PR #1378, opened 2025-04-04
Changes how the device OrtAllocators work, use a global OrtSession instead

RyanUnderhill:
Previously the code would store the OrtAllocator from the first OrtSession created. This apparently didn't work as expected. Even though the API to get an allocator from Ort is called CreateAllocator, it's really just returning a proxy to the OrtSession's allocator. When the OrtSession is destroyed, the OrtAllocator is invalid.


RyanUnderhill:
@baijumeswani See the #TODO in decoder_only_pipeline.cpp, is it okay to just delete the #if 0 code?

src/models/model.cpp
```diff
@@ -249,32 +249,159 @@ int32_t Tokenizer::TokenToTokenId(const char* token) const {
...
+      break;
+    default:
+      throw std::runtime_error("Unknown device type");
+  }
+
+  std::vector<Config::ProviderOptions> provider_options_list;
+  provider_options_list.emplace_back(Config::ProviderOptions{device_name, {}});
+
+  SetProviderSessionOptions(*session_options, provider_options_list, true, false);
+  allocator.session_ = OrtSession::Create(GetOrtEnv(), g_trivial_model, sizeof(g_trivial_model), session_options.get());
```
skottmckay, line 395: A comment explaining the setup to the new reader would be great so they don't have to infer 'why' we're doing all this. 

We create a session with the required EP. We put that session into the globals so it remains valid for the lifetime of GenAI. Due to that the allocator we get from that session is guaranteed to remain valid and can be used for any other models we load.

src/models/model.cpp
```diff
@@ -249,32 +249,159 @@ int32_t Tokenizer::TokenToTokenId(const char* token) const {
...
   static const char* device_type_names[] = {"CPU (Not used, see above)", "Cuda", "DML", "WebGPU_Buffer", "QnnHtpShared"};
   static_assert(std::size(device_type_names) == static_cast<size_t>(DeviceType::MAX));
 
   auto name = device_type_names[static_cast<int>(type)];
   auto memory_info = OrtMemoryInfo::Create(name, OrtAllocatorType::OrtDeviceAllocator, 0, OrtMemType::OrtMemTypeDefault);
-  device = Ort::Allocator::Create(session, *memory_info);
-  if (!device)
+  allocator.allocator_ = Ort::Allocator::Create(*allocator.session_, *memory_info);
+  if (!allocator.allocator_)
```
skottmckay, line 402: if this is going to throw should we reset allocator.session_?

skottmckay:
Can you add a unit test to validate the allocator in the globals is still valid after unloading a Model?

src/models/model.cpp
RyanUnderhill: It creates the OrtSession a few lines earlier. If someone resets the session_ the allocator is now invalid. Why would that happen?

src/models/decoder_only_pipeline.cpp
```diff
@@ -13,6 +13,10 @@ DecoderOnlyPipelineModel::DecoderOnlyPipelineModel(std::unique_ptr<Config> confi
   for (const auto& model : config_->model.decoder.pipeline) {
     sessions_.emplace_back(OrtSession::Create(ort_env, (config_->config_path / fs::path(model.filename)).c_str(),
                                               GetSessionOptions(model.model_id)));
+  }
+
+#if 0
+  // TODO: Baiju, is this still needed?
```
baijumeswani, line 19: We probably don't need this anymore since we can assume the device allocator has already been created.

src/models/model.cpp
```diff
@@ -249,32 +249,159 @@ int32_t Tokenizer::TokenToTokenId(const char* token) const {
...
+    } else
+      throw std::runtime_error("Unknown provider type: " + provider_options.name);
+  }
+  return p_device;
+}
+
+// Trivial ONNX model that just returns a single float constant. Used below to create an OrtSession that
+// lets us get a device Ort::Allocator for each device type. This is necessary because the Ort::Allocator
+// needs to persist and is valid for the lifetime of this OrtSession.
+static const uint8_t g_trivial_model[] = {
```
baijumeswani, line 350: One of the concerns with this trivial model approach is how it impacts QNN EP. The QNN execution provider will try to compile the model down to a context binary every time the model is loaded through the ort session. Given the triviality of the model, it should be not too bad for the binary generation. But my concern is that this may increase model load time as a result.

baijumeswani: Just tried it. This does impact the model load time a bit for QNN execution provider. Could we embed the context binary inside the ort-genai package for qnn?
Another thing I found is that the session options seem to enable verbose level logging, so my screen looks really scary when I run a model.

baijumeswani: ok, after doing some more testing. I think the model load time might also not be as bad as I thought it was. Seems fine. Sorry for the series of non-meaningful comments. :)

baijumeswani (approved):

baijumeswani (dismissed):

src/models/model.cpp
```diff
@@ -249,32 +249,149 @@ int32_t Tokenizer::TokenToTokenId(const char* token) const {
...
+  static const char* device_type_names[] = {"CPU (Not used, see above)", "cuda", "dml", "webgpu", "qnn"};
   static_assert(std::size(device_type_names) == static_cast<size_t>(DeviceType::MAX));
 
-  auto name = device_type_names[static_cast<int>(type)];
+  // Create an OrtSessionOptions and set the options to use the DeviceType we're using here
+  auto session_options = OrtSessionOptions::Create();
+  std::vector<Config::ProviderOptions> provider_options_list;
+  provider_options_list.emplace_back(Config::ProviderOptions{device_type_names[static_cast<int>(type)], {}});
+  SetProviderSessionOptions(*session_options, provider_options_list, true, false);
+  session_options->SetLogSeverityLevel(ORT_LOGGING_LEVEL_ERROR);  // Errors only here, as warnings are not useful to the user
```
skottmckay, line 380: would be good if this was configurable. for FL we might need to get GenAI to provide a custom logger to ORT so all output goes to the same file, with a configurable severity level so we can debug issues as getting native stdout/stderr from C# when asp.net is involved is non-trivial.

completely separate change though so FYI and not expecting this PR to change.

src/models/model.cpp
skottmckay: If the allocator was not successfully created and this code is going to throw, do we want allocator.session_ to remain? I would assume it's bad for some reason. It will get replaced on the next call to EnsureDeviceOrtInit but why wait?

src/models/model.cpp
skottmckay: Curious as to why there's any impact. I believe the trivial model has a Constant node and nothing else, which we convert to an initializer in the ORT Graph ctor leaving no actual nodes.

src/models/model.cpp
```diff
@@ -249,32 +249,149 @@ int32_t Tokenizer::TokenToTokenId(const char* token) const {
...
     return;
 
-  auto& device = GetOrtGlobals()->allocator_device_[static_cast<int>(type)];
-  if (device)
+  auto& allocator = GetOrtGlobals()->device_allocators_[static_cast<int>(type)];
+  if (allocator.allocator_)
     return;
 
-  static const char* device_type_names[] = {"CPU (Not used, see above)", "Cuda", "DML", "WebGPU_Buffer", "QnnHtpShared"};
+  // Names for the device types used by 'SetProviderSessionOptions'
```
skottmckay, line 371:
```suggestion
  // Allocator lifetime is tied to the execution provider lifetime, which is typically per Session.
  // We create a global dummy Session using a trivial model with the required EP in order to get the allocator so we can
  // re-use it for all models.
  // This ensures memory allocated on-device for model inputs/outputs is valid for the lifetime of GenAI.

  // Names for the device types used by 'SetProviderSessionOptions'
```

skottmckay (approved):

src/models/model.cpp
RyanUnderhill: Changed to reset everything on failure.

RyanUnderhill:
Waiting on this PR in onnxruntime to fix the crashing Linux & Windows FlashAttention kernel issue this exposed:

https://github.com/microsoft/onnxruntime/pull/24447

RyanUnderhill:
> Can you add a unit test to validate the allocator in the globals is still valid after unloading a Model?

We have multiple tests in a row that will each load a model then release it. So we should be good there. Plus.. this change already flushed out a memory issue inside onnxruntime :)

baijumeswani (approved):

baijumeswani (approved):

baijumeswani (approved):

◆ Requirement: List all lines from the entries that include the word "SetProviderSessionOptions".

◆ Output for this exercise:
+  SetProviderSessionOptions(*session_options, provider_options_list, true, false);
+  SetProviderSessionOptions(*session_options, provider_options_list, true, false);
+  // Names for the device types used by 'SetProviderSessionOptions'
  // Names for the device types used by 'SetProviderSessionOptions'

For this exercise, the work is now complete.